KinEMbed: Decoding Kinematics from Electromyography via Cross-Modal Contrastive Learning

2026-07-06Machine Learning

Machine Learning
AI summary

The authors developed a new method called KinEMbed to better predict hand movements from muscle signals measured on the skin. Unlike past methods that mostly focused on classifying hand gestures, their approach works to continuously estimate joint angles. They use two interconnected neural network encoders to learn shared features from both muscle signals and hand movement data. Tested on a dataset including people with and without limb differences, KinEMbed performed better than other common methods, especially for tricky thumb movements. This is an early step toward improving wearable devices for prosthetics and rehabilitation using continuous movement estimation.
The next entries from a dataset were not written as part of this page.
PR #1050, opened 2021-05-19
FLUID-6623: Backport KETTLE-49 system for writable DataSources to Infusion 3 branch

amb26:


jobara:
@amb26 are you able to amend the first commit to include the JIRA number?

src/framework/core/js/DataSource.js
```diff
@@ -14,7 +14,10 @@ https://github.com/fluid-project/infusion/raw/main/Infusion-LICENSE.txt
 (function ($, fluid) {
     "use strict";
 
-    /** NOTE: Much of this work originated from https://github.com/fluid-project/kettle/blob/main/lib/dataSource-core.js **/
+    /** NOTE: Much of this work originated from
+     * https://github.com/fluid-project/kettle/blob/main/lib/dataSource-core.js and
+     * https://github.com/fluid-project/kettle/blob/main/lib/dataSource-url.js
+     ***/
```
jobara, line 20: Should these link to a particular branch/tag/revision instead of from main. That way it links to the actual versions of those files that it was derived from. For example, if those files are deleted or renamed the links will no longer work.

surface electromyography (EMG)hand kinematicsregressioncontrastive learningembeddingsjoint anglesprosthetic controlrepresentation learningNinaPro datasetdegrees of articulation
Authors
Sofia Gilardini, Chenfei Ma, Kianoush Nazarpour
Abstract
Decoding hand kinematics from surface electromyography (EMG) is a core challenge in wearable biosignal processing with clinical relevance for prosthetic control and motor rehabilitation. Most representation learning approaches for EMG focus on discrete gesture classification, and few focus on continuous regression. We present KinEMbed, a cross-modal contrastive learning framework for hand kinematics regression that jointly trains dual encoders -- one for windowed EMG features and one for kinematic (joint angle) targets. The resulting embeddings inherit the geometric structure of the kinematic space without requiring kinematic signals at inference time. Evaluating on the NinaPro DB8 dataset that includes both able-bodied users and subjects with limb difference (N=11), KinEMbed outperforms PCA, PLS, autoencoder and contrastive (CEBRA) baselines on held-out sessions, with largest gains on the most challenging thumb degrees of articulation. We position this work as a first step toward contrastive representation learning for regression of hand kinematics from structured wearable biosignals.